- Extracted entries:
————
PR #300, opened 2018-04-25
Fixed the perldoc for MRIProcessingUtility following PR #275

cmadjar:
Also noticed that a variable was not used anymore in a function so I removed it from the function and the calls to the function.

### DIFF
--- a/docs/scripts_md/MRIProcessingUtility.md
+++ b/docs/scripts_md/MRIProcessingUtility.md
@@ -79,30 +79,40 @@ INPUTS: seriesUID, list of tar files
 
 RETURNS: list of DICOM files corresponding to the seriesUID
 
-### extract\_tarchive($tarchive, $tarchive\_srcloc, $seriesuid)
+### extract\_tarchive($tarchive, $upload\_id, $seriesuid)
 
 Extracts the DICOM archive so that data can actually be uploaded.
 
-INPUTS: path to the DICOM archive, source location from the `tarchive` table,
-(optionally seriesUID)
+INPUTS:
+  - $tarchive : path to the archive
+  - $upload\_id: upload ID of the study
+  - $seriesuid: optionally a series UID
 
 RETURNS: the extracted DICOM directory
 
-### extractAndParseTarchive($tarchive, $tarchive\_srcloc, $seriesuid)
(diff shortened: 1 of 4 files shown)


docs/scripts_md/MRIProcessingUtility.md
```diff
@@ -261,13 +277,17 @@ Register programs.
...
 
-Moves and updates the tarchive table with the new location of the tarchive.
+Moves and updates the `tarchive` table with the new location of the
+`tarchive`.
 
-INPUTS: tarchive location, tarchive information hashref
+INPUTS:
+  - $tarchive\_location: `tarchive location`,
+  - $tarchiveInfo     : `tarchive` information hashref,
+  - $upload\_id        : upload ID of the study
```
MounaSafiHarab: not important but I know you care about these,  so just wanted to let you know, but ignore if you wish.
not sure why the `:` are not aligned (same for some functions below this as well).

cmadjar: weird. It looks like that only in the md code. However, the MD file in the browser looks OK (it always ignores spaces anyway). I checked the .pm and all looked aligned so should be OK. Thanks for checking, my inner OCD thanks you ;).

MounaSafiHarab:
@cmadjar 
reviewed it and all is good (I even counted that in PR #275, 16 functions had to be changed and I did find 16 here changed as well in MRIProcessingUtility.pm)

@nicolasbrossard 
since the changes are a bit more elaborate than the the other 2 I merged today, do you think you can look at this one, perhaps pass manual test it? and if all good, merge it?

nicolasbrossard:
I noticed that when documenting methods that take a lot (>5) of parameters, the first few are named and then '...' is added at the end of the parameter list. I think we should always list the complete set of parameters but that's just my preference. I leave it to you to decide whether you want to change that or not.

MounaSafiHarab:
> I noticed that when documenting methods that take a lot (>5) of parameters, the first few are named and then '...' is added at the end of the parameter list. I think we should always list the complete set of parameters but that's just my preference. I leave it to you to decide whether you want to change that or not.

indeed, and this is why counting the 16 functions took me forever, as 3 of those had the `(...`) in them and I could not find them!
But I think I asked @cmadjar that question in the past and I believe she was saying it is automatically done this way, non?

PR #302, opened 2018-04-25
Used proper exit code constants in updateMRI_Upload.pl instead of numeric literals

nicolasbrossard:
As the title says.

PR #305, opened 2018-05-16
Used proper exit code constants in updateMRI_Upload.pl instead of numeric literals.

nicolasbrossard:
As the tile says.


MounaSafiHarab:
same as #https://github.com/aces/Loris-MRI/pull/302

MounaSafiHarab:
looks good to me too; only changing exit codes, and the new ones you used make sense based on the actual error, so merging.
————
- Problem details: Which lines run from the one containing "But I think" to the final line of the entries? Return those lines exactly, and only those.

- Exercise answer:
But I think I asked @cmadjar that question in the past and I believe she was saying it is automatically done this way, non?

PR #302, opened 2018-04-25
Used proper exit code constants in updateMRI_Upload.pl instead of numeric literals

nicolasbrossard:
As the title says.

PR #305, opened 2018-05-16
Used proper exit code constants in updateMRI_Upload.pl instead of numeric literals.

nicolasbrossard:
As the tile says.


MounaSafiHarab:
same as #https://github.com/aces/Loris-MRI/pull/302

MounaSafiHarab:
looks good to me too; only changing exit codes, and the new ones you used make sense based on the actual error, so merging.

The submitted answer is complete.